(Collected data entries)

PR #1120, opened 2026-08-30
fix(utils): expand '~' in read_file and close the resulting file-tool sandbox escape

pchalasani:
Supersedes #1118 — thanks @pacocartones for finding this and for the original
fix, which this PR builds on.

### Problem

`read_file` (`langroid/utils/system.py`) supports `~` home paths via
`expanduser()`, but checked existence on the **un-expanded** path first:

```python
if not Path(path).exists():
    raise FileNotFoundError(f"File not found: {path}")
file = Path(path).expanduser()
```

So `read_file("~/existing_file")` raised `FileNotFoundError` even when
`$HOME/existing_file` exists. Reachable through `ReadFileTool`.

### Why the one-line fix alone is not safe

`ReadFileTool` gates on `safe_resolve_path(dir, self.file_path)`, which
resolved `"~/secret.txt"` as a **literal `~` directory** under `curr_dir` — so
the guard passes, and an expanding `read_file` then reads the real home
directory. Expanding only in `read_file` turns a blocked read into a working
sandbox escape (`~/.ssh/id_rsa` and friends). Reproduced against a fake
`$HOME`:

```
----- before this PR, with only read_file expanding -----
safe_resolve_path ALLOWED -> /tmp/escape/base/~/secret.txt
read_file result: 'SECRET-HOME-FILE\n'
```

### Fix

1. `read_file` expands once, then checks and reads the expanded path.
2. `safe_resolve_path` expands `~` too, so a `~/...` path is checked as the
   home path it actually refers to and is rejected as outside the allowed
   directory.
3. `Path.expanduser()` raises `RuntimeError` for an unexpandable reference such
   as `~nosuchuser/f.txt`, and the file tools catch only `ValueError` — so
   agent-supplied input could crash a handler, and `read_file` would raise
   `RuntimeError` where it documents `FileNotFoundError`. The new
   `expand_user_path()` falls back to the literal path; such a path then stays
   inside the sandbox and is simply reported as missing.

### Tests

- Tilde read succeeds; a missing tilde path still raises `FileNotFoundError`.
- `safe_resolve_path` rejects `~/...` and still allows in-base paths.
- `ReadFileTool` tilde escape is blocked — a companion to the existing
  GHSA-fg23-3346-88f5 traversal tests.
- Unexpandable `~user` paths do not raise `RuntimeError` out of `read_file`,
  `safe_resolve_path`, or the `ReadFileTool` handler.

Each new test was counter-verified RED with its corresponding source fix
reverted, and all 33 tests in `test_system_utils.py` + `test_file_tools.py`
pass on this branch. `black --check`, `ruff check`, and `mypy` on the changed
source are clean.

### DIFF
--- a/langroid/utils/system.py
+++ b/langroid/utils/system.py
@@ -192,9 +192,10 @@ def safe_resolve_path(base_dir: str | Path, user_path: str | Path) -> Path:
     Resolve ``user_path`` relative to ``base_dir`` and ensure the result stays
     within ``base_dir`` (a path-traversal guard for file tools).
 
-    A ``user_path`` containing ``..`` segments, an absolute path, or a symlink
-    pointing outside ``base_dir`` is rejected. Symlinks are resolved via
-    :meth:`pathlib.Path.resolve`, so symlink-based escapes are caught as well.
+    A ``user_path`` containing ``..`` segments, an absolute path, a ``~`` home
+    reference, or a symlink pointing outside ``base_dir`` is rejected. Symlinks
+    are resolved via :meth:`pathlib.Path.resolve`, so symlink-based escapes are
+    caught as well.
 
     Args:
         base_dir (str|Path): Directory that file operations must stay within.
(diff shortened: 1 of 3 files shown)


pchalasani:
Thanks — the P1 is valid and is fixed in 8b0ac871.

You're right that the guard and the operation had diverged: `WriteFileTool.handle` and `ListDirTool.handle` validate with `safe_resolve_path` but then operate on the raw path, and `create_file`/`list_dir` don't expand `~`. So with `curr_dir == $HOME`, `~/x` validated as the in-base `$HOME/x` while the literal `$HOME/~/x` could follow a `~` symlink out of the sandbox.

Rather than changing the three handlers, `safe_resolve_path` now checks **both** readings — expanded and literal — and rejects if either escapes. That's strictly stricter and holds regardless of whether a given caller expands. Added a regression test for exactly your scenario ($HOME as curr_dir, `~` symlinked outside), counter-verified RED without the fix.

@codex review

PR #1145, opened 2026-09-19
fix: preserve document identity in fuzzy search results

dingpuyu:
Fuzzy search can return the wrong document when one cleaned chunk contains another. For example, searching for `quantum entanglement` in `["quantum mechanics", "quantum"]` ranks the second chunk first, but the substring lookup maps both matches to the first document. Reciprocal rank fusion then loses the second document when collecting results by ID. Identical cleaned chunks from different sources have the same problem.

Keep the document index returned by `process.extract` and use it to retrieve the original document, so each score stays attached to the correct content and metadata.

Regression tests cover overlapping and identical cleaned text, top-k selection, and the Agent retrieval path. Four new cases fail before the fix; all 54 tests in the two affected test modules pass afterward. `make check` also passes, including Black, Ruff, and mypy. The provider integration suite was not run.


dingpuyu:
Thanks for the `sweep-approved` label. The Lint workflow is still waiting for approval; could a maintainer please allow it to run when convenient? The string-search and retrieval-threshold test suites pass locally (54 tests), including the overlapping and identical-text regression cases. Happy to make any adjustments needed.

pchalasani:
@codex review

PR #1146, opened 2026-09-20
fix: merge complete groups of overlapping context windows

YaoxinHuang:
When a later window connects two existing groups, `components` only relabels its immediate neighbors. This leaves already-connected windows separate, so `VectorStore.remove_overlaps` can return duplicate chunks. Relabel every member of the joined groups and add graph and context-window regressions.

Verified the regression fails before the fix and passes after it; Black, Ruff, mypy, and the pinned pre-commit hook pass. The tests use no model or database service; the full integration suite was not run.


pchalasani:
@codex review

PR #2016, opened 2025-06-16
fix: style problems in multiple/single-choice questions

lucasheriques:
## Changes

This PR fixes two main problems.

**First one, it prevents this line break from happening:**

| Before | After |
|--------|--------|
| CleanShot 2025-06-16 at 00 36 03@2x | CleanShot 2025-06-16 at 00 35 29@2x | 

**Second, it makes sure the label of the checkboxes/radio inputs has the proper, contrasted color:**

| Before | After |
|--------|--------|
| CleanShot 2025-06-16 at 01 17 08@2x | CleanShot 2025-06-16 at 01 16 29@2x | 

### Other misc changes

- Moves the autofocus on for open text directly into the question component. It simplifies the logic, plus now it autofocus for any question, not just the first one (i.e. last question is an open ended)
- Organizes the CSS code to make uncustomizable variables be closer together. No actual change

## Checklist
- [x] Tests for new code (see [advice on the tests we use](https://github.com/PostHog/posthog-js#tiers-of-testing)) -> all tests passing

### DIFF
--- a/packages/browser/src/extensions/surveys.tsx
+++ b/packages/browser/src/extensions/surveys.tsx
@@ -817,14 +817,6 @@ export function usePopupVisibility(
                 sessionRecordingUrl: posthog.get_session_replay_url?.(),
             })
             localStorage.setItem('lastSeenSurveyDate', new Date().toISOString())
-            setTimeout(() => {
-                const inputField = document
-                    .querySelector(getSurveyContainerClass(survey, true))
-                    ?.shadowRoot?.querySelector('textarea') as HTMLElement
-                if (inputField) {
-                    inputField.focus()
-                }
-            }, 100)
         }
 
         addEventListener(window, 'PHSurveyClosed', handleSurveyClosed as EventListener)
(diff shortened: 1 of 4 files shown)


src/extensions/surveys/survey.css
```diff
@@ -285,7 +286,14 @@
         gap: 8px;
         font-size: 13px;
         align-items: center;
-        flex-wrap: wrap;
+
+        & span {
+            color: inherit;
+        }
```
lucasheriques: this fixes second first problem (white text color on the white background)

src/extensions/surveys/survey.css
```diff
@@ -285,7 +286,14 @@
...
+
+        &.choice-option-open {
+            flex-wrap: wrap;
+        }
```
lucasheriques: and this fixes the line-break problem, by only wrapping if it's an open-ended input

src/extensions/surveys/components/QuestionTypes.tsx
```diff
@@ -81,20 +81,28 @@ export function OpenTextQuestion({
...
             return initialValue
         }
         return ''
     })
 
+    useEffect(() => {
+        setTimeout(() => {
+            inputRef.current?.focus()
+        }, 100)
+    }, [])
```
lucasheriques: logic to autofocus on the open question input moved to here, where it makes more sense.

marandaneto (approved):

ioannisj (approved):

PR #2022, opened 2025-06-16
fix: don't call ff events for surveys

lucasheriques:
## Changes

don't call feature flag events for survey-related feature flags

### DIFF
--- a/packages/browser/src/extensions/surveys.tsx
+++ b/packages/browser/src/extensions/surveys.tsx
@@ -213,7 +213,7 @@ function getNextToTriggerPosition(target: HTMLElement, surveyWidth: number): Rea
 }
 
 // Keep in sync with posthog/constants.py on main repo
-const SURVEY_TARGETING_FLAG_PREFIX = 'survey-targeting'
+const SURVEY_TARGETING_FLAG_PREFIX = 'survey-targeting-'
 
 export class SurveyManager {
     private _posthog: PostHog
--- a/packages/browser/src/extensions/surveys.tsx
+++ b/packages/browser/src/extensions/surveys.tsx
@@ -580,6 +580,7 @@ export class SurveyManager {
             manageWidgetSelectorListener: this._manageWidgetSelectorListener,
             sortSurveysByAppearanceDelay: this._sortSurveysByAppearanceDelay,
             checkFlags: this._checkFlags.bind(this),
+            isSurveyFeatureFlagEnabled: this._isSurveyFeatureFlagEnabled.bind(this),
         }
     }
 }
--- a/packages/browser/src/extensions/surveys.tsx
+++ b/packages/browser/src/extensions/surveys.tsx
@@ -212,6 +212,9 @@ function getNextToTriggerPosition(target: HTMLElement, surveyWidth: number): Rea
     }
 }
 
+// Keep in sync with posthog/constants.py on main repo
+const SURVEY_TARGETING_FLAG_PREFIX = 'survey-targeting'
+
 export class SurveyManager {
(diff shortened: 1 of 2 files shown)


packages/browser/src/extensions/surveys.tsx
```diff
@@ -386,7 +386,7 @@ export class SurveyManager {
         if (!flagKey) {
             return true
         }
-        return !!this._posthog.featureFlags.isFeatureEnabled(flagKey)
+        return !!this._posthog.featureFlags.isFeatureEnabled(flagKey, { send_event: false })
```
marandaneto: that will stop for all flags, see comment [here](https://posthog.slack.com/archives/C07QD3LT8U9/p1750057416504189?thread_ts=1749823234.899909&cid=C07QD3LT8U9).
we should only set that to our own internal flags only

ioannisj: Yeah, like @marandaneto suggested we could do !startsWith("survey-targeting") here

lucasheriques: oops yeah, in my head I was like "let's not call this for all survey-related feature flags" but makes sense. changed now!

packages/browser/src/extensions/surveys.tsx
```diff
@@ -212,6 +212,9 @@ function getNextToTriggerPosition(target: HTMLElement, surveyWidth: number): Rea
     }
 }
 
+// Keep in sync with posthog/constants.py on main repo
+const SURVEY_TARGETING_FLAG_PREFIX = 'survey-targeting'
```
ioannisj:
```suggestion
const SURVEY_TARGETING_FLAG_PREFIX = 'survey-targeting-'
```

ioannisj (approved):
LG

packages/browser/src/extensions/surveys.tsx
ioannisj: Just so it's the same as constants.py

packages/browser/src/extensions/surveys.tsx
```diff
@@ -386,7 +389,9 @@ export class SurveyManager {
         if (!flagKey) {
             return true
         }
-        return !!this._posthog.featureFlags.isFeatureEnabled(flagKey, { send_event: false })
+        return !!this._posthog.featureFlags.isFeatureEnabled(flagKey, {
+            send_event: !flagKey.startsWith(SURVEY_TARGETING_FLAG_PREFIX),
```
marandaneto, line 393: not sure if an issue but IE11 does not support `startsWith`
I do see that we use `startsWith` elsewhere tho, your call here if either replace or keep it

packages/browser/src/extensions/surveys.tsx
```diff
@@ -386,7 +389,9 @@ export class SurveyManager {
         if (!flagKey) {
             return true
         }
-        return !!this._posthog.featureFlags.isFeatureEnabled(flagKey, { send_event: false })
+        return !!this._posthog.featureFlags.isFeatureEnabled(flagKey, {
```
marandaneto, line 392: Add a test case?

packages/browser/src/extensions/surveys.tsx
lucasheriques: if IE11 doesn't support it, `rollup` will prob take care of it when bundling the JS

packages/browser/src/extensions/surveys.tsx
lucasheriques: done

marandaneto (approved):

### TO DO
Print, exactly as written, the first line of the records above and each line after it until the line with "home paths via", which is printed too.

### RESPONSE FOR THIS EXERCISE
PR #1120, opened 2026-08-30
fix(utils): expand '~' in read_file and close the resulting file-tool sandbox escape

pchalasani:
Supersedes #1118 — thanks @pacocartones for finding this and for the original
fix, which this PR builds on.

### Problem

`read_file` (`langroid/utils/system.py`) supports `~` home paths via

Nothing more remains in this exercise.